Conozco cada vez más empresas que se cuestionan si tiene sentido seguir haciendo evaluaciones del desempeño de sus empleados, al menos tal como las han venido realizando hasta el momento.
Sobre esta cuestión me parece muy ilustrativo este artículo de Nik Kinley publicado en Strategic HR Review. Kinley explica que las evaluaciones del desempeño son un invento relativamente reciente (su origen se remonta a mediados del pasado siglo) y que muy pronto quedaron patentes algunas limitaciones del sistema, como su incapacidad para reflejar fielmente el desempeño de una persona debido a los sesgos de los evaluadores y la dificultad de distinguir entre los resultados que consigue un empleado fruto de su esfuerzo y los debidos a otros factores fuera de su influencia. Una dificultad que se multiplica en un mundo de trabajos complejos e interdependientes.
Para solventar estos problemas en los años 80 y 90 surgieron las evaluaciones basadas en comportamientos y en competencias, a través de las cuales se buscaba una apreciación más holística del desempeño del individuo. También se introdujeron nuevos procesos, como la calibración lateral y los sistemas 360, para proporcionar una mayor objetividad a las evaluaciones. Aunque probablemente la mayor novedad de esa época fue la introducción de los sistemas de clasificación forzada (forced ranking) consistentes en ordenar a las personas de mejor a peor, en función de su desempeño, para luego encuadrar a los empleados así clasificados en diferentes tramos o categorías.
Pero a pesar de esos avances continuaron los problemas. Las valoraciones en base a comportamientos y competencias siguen estando sujetas a los sesgos cognitivos de los evaluadores, los procesos de calibración consumen muchísimo tiempo y su efectividad está en entredicho, y las clasificaciones forzadas, aunque eliminan la tendencia a evaluar de forma excesivamente benigna (de ahí su popularidad), pueden acabar favoreciendo comportamientos cínicos, el individualismo y afectando negativamente a la conexión emocional de las personas con la organización.

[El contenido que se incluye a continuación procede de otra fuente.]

PR #1695, opened 2023-02-16
Simplify chain options

veu:
## Summary

Reduce chain options to one type by turning modifiers into a parameter.

## Description

So far every combination of chain options had its own type, leading to long and barely readable types. With a modifier parameter, types become slightly more readable.

E.g. `ChainOptionWithAllLocalesAndWithLinkResolutionAndWithUnresolvableLinks` vs `ChainOption<'allLocales'>`

The old chain options are still available to avoid conflicts.


lib/utils/client-helpers.ts
```diff
@@ -1,52 +1,47 @@
...
+  | 'noLinkResolution'
+  | 'noUnresolvableLinks'
+  | unknown
+  | undefined
+
+export type ChainOption<Modifiers extends ChainModifiers = undefined> = {
+  withoutLinkResolution: unknown extends Modifiers
+    ? boolean
+    : 'noLinkResolution' extends Modifiers
+    ? true
```
veu, line 12: Not sure what to say about this indentation. Looks like prettier is being creative. -.-

lib/create-contentful-api.ts
```diff
@@ -590,17 +582,17 @@ export default function createContentfulApi<OptionType extends ChainOptions>(
     Fields extends FieldsType,
     Locales extends LocaleCode,
     Options extends ChainOptions
-  > = Options extends ChainOptionWithAllLocalesAndWithLinkResolutionAndWithUnresolvableLinks
+  > = Options extends ChainOption<'allLocales'>
```
msieroslawska, line 585: Fot this piece of code and all similar type checking with ternaries: I don't know how the control flow works here and I'm wondering if it might be exiting where we don't want it to. I mean a situation like this:

```
const x, y;
if (x === 'foo' | y === 'bar') {
return something
} else if (x === 'foo') {
 return something else
}
return something something
```
In this example it will never enter `else if` because first `if` catches it first. The order of the flow should be changed in this case.

Is this a thing we should be careful with here?

Also since `Options extends ChainOption` is not last, does it mean the flow will never enter `Options extends ChainOption<'noUnresolvableLinks'>`?

veu: Fortunately, there is no way to skip ahead like that in the ternaries here. There’s no `return`, `break`, `continue` or similar. So we’re safe there.

> Also since `Options extends ChainOption` is not last, does it mean the flow will never enter `Options extends ChainOption<'noUnresolvableLinks'>`?

`ChainOption` is not a catch-all type, it’s the shorthand for `ChainOption<undefined>`. Thus `Options extends ChainOption` only evaluates to true if all options are `false` (the unconfigured/default client case). The order only matters if some types we check are sub types of each other.

msieroslawska (approved):

lib/utils/client-helpers.ts
```diff
@@ -1,52 +1,47 @@
+export type ChainModifiers =
+  | 'allLocales'
```
marcolink, line 2: If understood correctly, this is only used for discrimination, right? In this case, we could also think about using Capitalized Case strings, wdyt?

And is there a specific reason why not stick with the existing names ("including the "with")?

veu: We could also use capitalized modifiers. I’ll check separately what is best practice for these.

The main reason not to use the existing names was to keep it short. For the user interface the `with` version is nice to read but in a long list of conditional expressions with all combinations it helps with readability IMO.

A esto hay que sumar la falta de evidencias sobre el impacto de las evaluaciones en los resultados de los individuos evaluados (y de la organización en su conjunto) y el escaso valor que de facto managers y empleados le dan a este proceso. En este sentido, da mucho que pensar que en la edición de 2014 del informe Human Capital Trends, en el que participaron 2.500 empresas de 90 países, solo el 8% de los participantes considerase el proceso de revisión anual del desempeño como una forma de usar eficazmente su tiempo…

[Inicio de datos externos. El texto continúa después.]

PR #1696, opened 2023-02-16
Merge master into beta-resource-links

Silhoue:


veu (approved):

package.json
```diff
@@ -151,11 +151,20 @@
   "release": {
     "branches": [
       "master",
-      "next",
+      {
+        "name": "next",
```
Cyberxon, line 155: this next change is still experimental as part of my ticket, can we omit it from this bramch?

Silhoue: @Cyberxon Can we merge it now or is it still in progress?

Cyberxon: Thank you for the reminder, I just created a quick PR to fix that, feel free to approve and merge it so this will disappear

Cyberxon (approved):

PR #1700, opened 2023-02-17
chore: use simplified chain option types consistently

veu:
## Summary

Use new chain option types introduced in https://github.com/contentful/contentful.js/pull/1695 consistently and follow conventions for modifier names as suggested in  https://github.com/contentful/contentful.js/pull/1695#discussion_r1109549704.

Así llegamos a 2015. Ese año asistimos a una explosión de noticias anunciando que varias grandes empresas, Deloitte, Accenture, GE, etc. decidían hacer saltar por los aires sus sistemas de evaluación. Atendiendo a los titulares parecía que había llegado el fin de esta práctica de gestión de personas.
Muchos se quedaron con eso, con los titulares, pero si hubieran rascado un poco se habrían dado cuenta de que ninguna de las empresas antes mencionadas estaban deshaciéndose de la totalidad de sus sistemas de gestión del desempeño. A pesar de los cambios introducidos, muchas de ellas siguen pidiendo a sus managers que evalúen a sus colaboradores y muchas siguen vinculando las evaluaciones con recompensas económicas.
No obstante, sí parece haber acuerdo en dos cuestiones importantes: a) poner fin a las clasificaciones forzadas y b) sustituir las evaluaciones anuales por ciclos de feedback más cortos y, por tanto, evaluaciones más frecuentes.
Aunque, por lo que vamos conociendo, también podría valer la pena explorar otros posibles cambios. Por ejemplo, la posibilidad de valorar separadamente (en diferentes momentos) distintas dimensiones del desempeño, para evitar que unas valoraciones excesivamente favorables o desfavorables en unos aspectos acaben contaminando la evaluación de otros, o, como hizo Deloitte, cambiar las preguntas para centrar la evaluación en otro tipo de cuestiones, como el nivel de conformidad de los líderes con afirmaciones como “yo le otorgaría a esta persona la mayor recompensa económica” o “yo querría que esta persona estuviera siempre en mi equipo”.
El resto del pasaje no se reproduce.